By William S. Beckett

At the Charles Playhouse, through February 28

EDWARD ALBEE knows who the most destructive people are: they are the bright ones, the ones who are intelligent enough to know how to probe at each other's lives, uncover weakness, and carefully irritate sensitive spots and tear open old wounds. Who's Afraid of Virgina Woolf. Albee's play about a perceptive but weak history professor and his dominant, contemptuous wife, pits two destructive people against each other, and against their two unprepared and very vulnerable guests. The actors of the Atma Theater Company's current production, now playing at the Charles Playhouse, make it a very interesting evening indeed.

Virginia Woolf is a study in gamesmanship, gamesmanship that comes more and more into the open as the evening gets later and the characters drunker. A post faculty-party get-together reaches the point where pretenses and defenses have completely fallen before a siege of garbled speech and very clearly pointed conversation. The games are played for more than prestige-points; the stakes rise until two players are at each other's throats and the two others are very nearly at the point of psychological defeat.
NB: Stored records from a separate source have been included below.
PR #5149, opened 2023-07-24
Max31850

lylavoie:

Implements support for MAX31850 thermocouple, based on Dallas sensor component.  Deals with the unit conversions and error handling provided within the MAX31850 chip.

## Types of changes

- [ X ] New feature (non-breaking change which adds functionality)
- [ ] Other

## Test Environment

- [ X ] ESP32
- [ ] ESP32 IDF
- [ ] ESP8266
- [ ] RP2040

```yaml
# Example config.yaml
sensor:
  - platform: dallas
    address: 0x973c01d075bd6028
    name: Boiler Water Supply Temp
  - platform: dallas
    address: 0x082d4c0f49858c3b
    name: Boiler Exhaust Temp
    chipset: max31850
```

## Checklist:
  - [ X ] The code change is tested and works locally.

  - [ X ] Documentation added/updated in [esphome-docs](https://github.com/esphome/esphome-docs).


lylavoie:
Checking if any further review / changes are needed? 
Similarly the documentation update has also been submitted: esphome/esphome-docs#3089

esphome/components/dallas/sensor.py
```diff
@@ -27,6 +39,9 @@
             cv.Optional(CONF_ADDRESS): cv.hex_uint64_t,
             cv.Optional(CONF_INDEX): cv.positive_int,
             cv.Optional(CONF_RESOLUTION, default=12): cv.int_range(min=9, max=12),
```
jesserockz, line 41: If the resolution cannot be changed on certain chipsets, then config validations should exist to block it being set.

jesserockz (changes requested):

randybb:
Is the chipset definition needed? Because 1wire 64-bit ID contains a 8-bit family code, so it can be always autodiscovered https://www.analog.com/en/technical-articles/1wire-software-resource-guide-device-description.html (Maxim 1-Wire device types are missing in this list).

esphome/components/dallas/sensor.py
lylavoie: This is not completely possible, because of the "auto" chipset, where the chipset isn't known until the i2c connection is made and the device ID is read.  We could validate the resolution / chipset, if it's not set to auto.  Do you have a preference?

lylavoie:
@randybb If I am ready the want the sensors are reporting correctly, it seems like the MAX31850 overload the 0x3B value.  The output below is from scanning the bus on my setup, and the 0x3248000ec426833b sensor is my MAX31850, while the other is a standard DS18B20 temp probe.  Unfortunately, the overloaded the value, bit bit stuffing for the two sensors is different.  That was the original reason I started this work.

[18:35:32][D][dallas.sensor:085]:   Found sensors:
[18:35:32][D][dallas.sensor:087]:     0x973c01d075bd6028
[18:35:32][D][dallas.sensor:087]:     0x3248000ec426833b

The other option would be to break the MAX31850 to a separate component, but I don't think that configuration would support sharing the same bus/wire with the other Dallas sensors.

randybb:
The dallas component is really old and it was never meant to be universal, so it is supporting only DS18B20 sensors. Probably a major rewrite would be needed to support various types of sensors/IO/bus bridges (at least the scanner could show the device family). Let's wait for the devs what they think about that.

lylavoie:
We could refactor the dallas component into a 1-wire base component and then sensor components, similar to the structure of SPI and other buses.  That would allow the different chipsets / sensors to become independent, at the cost of some duplicated code (between different sensors) and the bus component.

randybb:
And ideally when it could be used for i2c 1-wire masters like is mentioned here https://github.com/esphome/feature-requests/issues/621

Albee is a master of booze-prose; he knows how to create, and make good use of, the changing effects of a long, group drunk. Drunkenness is a dimension of the play, one that changes with time, allows constant development of the characters and permits repetition and refinement of the themes. Frank McCarthy and Cathie Robinson as the middle-aged history professor George and his bitch wife Martha, and Al Ronzio and Lori Heineman as their young faculty-party acquaintances, Nick and Honey, work well under the requirements of this changing dimension. Much of the success of the Atma production of Virginia Woolf depends on the four actors' ability to alter their speech, motions, and emotions in the constantly changing context of their characters' drunkenness, and on the ability of their director, Sam Shamshack, to guide them in doing this.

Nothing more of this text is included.